Q. Was your belief at the time that you were entitled to claim under that section that item number?
A. Yes, I thought honestly that I was entitled to claim that number."
32 Before the Tribunal, Dr Chung, the peer reviewer, gave this evidence:-
"A. I am meaning that he demonstrated to me particularly in that particular review Tribunal's interrogation of him that Dr Sabag didn't know anything about what he was doing. It didn't appear to me what he was injecting, at what concentration, what type of needle he was using and what he was doing at all. I think that he was quite ignorant of many matters which I believe that he should have been acquainted with to be treating these patients.
…
A. Yes. I think his treatment was not soundly based in all respects. I can not know whether he has taken any adequate history or done any adequate examination and arrived at what diagnosis. I have no knowledge of any of this. It appears from his evidence to the committee that he certainly didn't know what he was doing and what for."
33 The Tribunal accurately recorded the substance of Dr Chung's evidence. Dr Chung reported, in relation to the procedures described by Items 18252 and 18286, that Dr Sabag was either "very incompetent or fraudulent". Nevertheless, Dr Chung's evidence was coloured by the fact, as he conceded in his evidence, that he was not sure what were the procedures that Dr Sabag actually carried out and was not sure of the symptoms with which the patients presented.
34 Dr Ditton, a consultant in pain management who had earlier interviewed Dr Sabag, gave evidence as to the services which he considered Dr Sabag had in fact performed. The Tribunal summarised his view as follows:-
"Dr Ditton's overview was that, were the procedures carried out in a manner appropriate to the item numbers, full resuscitation facilities should be available. In reality, he thought that Dr Sabag was injecting local anaesthetic into the muscles and ligaments adjacent to the vertebral bodies and superficial to the cervical plexus, the paravertabral [sic] nerve roots and the sympathetic chain. As such it was reasonable to carry out those procedures without full resuscitation equipment being available. The potential hazards would then depend on the exact site of the injection and Dr Sabag's knowledge of the regional anatomy.

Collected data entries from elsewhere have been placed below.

PR #701, opened 2017-08-30
Added awk as a prereq for plugin and merged ui commands

stuclem:
Fixes https://github.com/vmware/vic-product/issues/613.

@jooskim is this OK?


stuclem:
Thanks @jooskim !

PR #709, opened 2017-08-30
Add DCH to OVA

andrewtchin:
Fixes https://github.com/vmware/vic/issues/5463
screen shot 2017-08-30 at 6 15 08 pm

### DIFF
--- a/installer/packer/scripts/system_settings.sh
+++ b/installer/packer/scripts/system_settings.sh
@@ -40,7 +40,7 @@ systemctl enable fileserver_startup.service fileserver.service
 systemctl enable engine_installer_startup.service engine_installer.service
 
 # Clean up temporary directories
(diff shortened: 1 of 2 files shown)


mdubya66:
Forgive my ignorance but does this happen during OVA build time or during OVA install?

andrewtchin:
during build time

installer/packer/scripts/system_settings.sh
```diff
@@ -41,6 +41,7 @@ systemctl enable engine_installer_startup.service engine_installer.service
 
 # Clean up temporary directories
 rm -rf /var/tmp/harbor
```
anchal-agrawal: This line can be nuked.

andrewtchin: lol thanks fixed

PR #727, opened 2017-09-04
More upgrade doc updates

stuclem:
Fixes https://github.com/vmware/vic-product/issues/733 and removes the arguments from running the script.

@andrewtchin can you please review? Thanks!


stuclem:
I have added the extra step to the upgrade procedure, as provided by @lazarin in https://github.com/vmware/admiral/issues/191. However, in my opinion, while I have tested it and it works, it does not look great as the officially-approved upgrade method. If there is any way that we can get the fix into 1.2 rather than obliging customers to perform this step, I think it would be a lot cleaner.

stuclem:
Thanks @andrewtchin. Merging this one, but I do want to check the upgrade again once https://github.com/vmware/harbor/issues/3163 is fixed, so that I can confirm what data is migrated and what post-upgrade steps are required to make your new 1.2 instance identical to the 1.1.1 setup.

PR #739, opened 2017-09-06
Updating systemctl commands

stuclem:
No associated issue, but I noticed in https://github.com/vmware/admiral/issues/191 that that the systemctl commands used by @lazarin are different to what I have documented.

@andrewtchin is this now correct? Should there be another command for the Demo VCH service?


andrewtchin:
They both work. The Demo VCH Installer Wizard is `engine_installer.service` if you wanted to add that

stuclem:
Thanks @andrewtchin !

Issue #324, opened 2017-06-15
Document dch-photon


stuclem:
Per https://github.com/vmware/vic/issues/4852. This might become an Epic.

stuclem:
See also https://github.com/vmware/vic/issues/4868

stuclem:
Also https://github.com/vmware/vic/issues/4859

stuclem:
Per https://github.com/vmware/vic-product/pull/544, DinV is now called `dch-photon`.

stuclem:
Comment from @andrewtchin via Slack:

Andrew Chin [1:40 AM] 
i was testing dch-photon and wanted to make sure we have documented that the vch is required to be deployed with --registry-ca to be able to use images from harbor
[1:41] 
also depending on this result we may need a doc https://github.com/vmware/admiral/issues/192

andrewtchin:
I confirmed with mavery that ANY container that requires anonymous volumes requires a VCH that has a volume store with the label `default` specified otherwise the error from vmware/admiral#192 happens. This should be documented in the DCH docs and with other volume docs

stuclem:
Ok, thanks @andrewtchin

PR #773, opened 2017-09-08
Documenting dch-photon

stuclem:
Fixes https://github.com/vmware/vic-product/issues/324.

@frapposelli is on holiday. @mhagen-vmware is anyone from your team a good candidate to review this? 

Thanks!


stuclem:
@corrieb can you please take a look?

stuclem:
Incidentally, I'll be adding a second procedure on how to use DinV as a fully fledged Docker host

stuclem:
I have written up steps that I am convinced _should_ work. @corrieb has tried them and says that they do. Maybe dch-photon doesn't like me running Docker on Windows.

@corrieb can you please review now? @mhagen-vmware can you have someone from QE go through the procedure?

Thanks!

stuclem:
Incidentally @rajanashok , one thing that I am not sure about is whether to deploy the `dch-photon` container with the `-tls` option or `-tlsverify` (these are DCH deployment options, not VCH options - I deployed my VCH with `--no-tlsverify`). One thing that's for sure is that you have to have one of them. @corrieb says that these options should have no effect on the connection from the DCH container to the Registry, but if I omit them (or use the DCH option `-insecure-registry`) the login attempt to the Registry from DCH fails with `error during connect: Post https://10.153.199.225:12376/v1.30/auth: dial tcp 10.153.199.225:12376: connectex: No connection could be made because the target machine actively refused it.` where 10.153.199.225 is the VCH.

If I specify either one of `-tls` or `-tlsverify` I get `Error response from daemon: Get https://10.153.199.229/v1/users/: net/http: TLS handshake timeout` when I attempt to log in to the registry.

stuclem:
Here's a cleaner version of the file: https://github.com/stuclem/vic-product/blob/dchphoton/docs/user_doc/vic_app_dev/build_push_images.md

In his opinion, the procedures carried out by Dr Sabag were trigger point injections with some minor nerve blocks, all of which he would be prepared to carry out in his rooms under normal circumstances."

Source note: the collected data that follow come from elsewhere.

PR #779, opened 2017-09-10
Add BridgeNetworkRange to Demo VCH Installer Wizard

amalashin:
My main infrastructure network is 172.16.100.0 which conflicting with bridge network inside VCH. Thus deployment with Demo VCH Install Wizard is not working (all traffic for external purposes goes throughout bridge network instead of client network). This request is to add BridgeNetworkRange to the Demo Installer Wizard.

### DIFF
--- a/installer/engine_installer/engine_installer.go
+++ b/installer/engine_installer/engine_installer.go
@@ -44,6 +44,7 @@ type EngineInstallerConfigOptions struct {
 type EngineInstaller struct {
 	loginInfo       lib.LoginInfo
 	BridgeNetwork   string `json:"bridge-net"`
+	BridgeNetworkRange   string `json:"bridge-net-range"`
 	PublicNetwork   string `json:"public-net"`
 	ImageStore      string `json:"img-store"`
 	ComputeResource string `json:"compute"`
@@ -60,6 +61,7 @@ type AuthHTML struct {
 // ExecHTMLOptions contains fields for html templating in exec.html
 type ExecHTMLOptions struct {
 	BridgeNetwork   template.HTML
+	BridgeNetworkRange   template.HTML
 	PublicNetwork   template.HTML
 	ImageStore      template.HTML
 	ComputeResource template.HTML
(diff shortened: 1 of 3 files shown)


installer/engine_installer/engine_installer.go
```diff
@@ -44,6 +44,7 @@ type EngineInstallerConfigOptions struct {
 type EngineInstaller struct {
 	loginInfo       lib.LoginInfo
 	BridgeNetwork   string `json:"bridge-net"`
+	BridgeNetworkRange   string `json:"bridge-net-range"`
```
andrewtchin: Looks like `gofmt` might need to be run for formatting in this file

installer/engine_installer/engine_installer.go
```diff
@@ -147,6 +149,7 @@ func (ei *EngineInstaller) buildCreateCommand(binaryPath string) {
 	createCommand = append(createCommand, []string{"--name", ei.Name}...)
 	createCommand = append(createCommand, []string{"--public-network", ei.PublicNetwork}...)
 	createCommand = append(createCommand, []string{"--bridge-network", ei.BridgeNetwork}...)
+	createCommand = append(createCommand, []string{"--bridge-network-range", ei.BridgeNetworkRange}...)
```
andrewtchin: Can you put an `if` to exclude this value if the user does not provide an input for the bridge network range?

andrewtchin:
@amalashin thanks for your contribution!
@morris-jason can you review this too?

installer/engine_installer/server.go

35 Dr Ditton was asked about Dr Sabag's competence. There was, for example, the following question and answer:-
"Q. His [Dr Chung's] impression was that Dr Sabag didn't know anything about what he was doing. He went on to say: 'I think he was quite ignorant of many matters which I believe he should have been acquainted with to be treating these patients'?
A. I would agree from what I have seen in that material that attempts to explain the nature of the procedures that he was carrying out were totally inadequate."
36 In its reasons for decision, the Tribunal cited the following passage from Dr Ditton's evidence when he was asked about his report of 6 June 2000:-
"Q. On the next page you say, 'Although Dr Sabag has limited knowledge', at the top of the page, 'Limited knowledge of the anatomy of the neck he would appear to have avoided injections into areas which could be hazardous'. I don't wish to press you too hard but we have had evidence from the peer saying that Dr Sabag's knowledge was not adequate and I am wondering if you would like to address that matter as you have made these comments in your letter about his lack of awareness of anatomical features?
A. On the basis of what I have said in this letter, that is from what was presented to me at that time and at that time it appeared to me that his …, knowledge of anatomy in the neck was less than it should have been to be carrying out those sorts of procedures."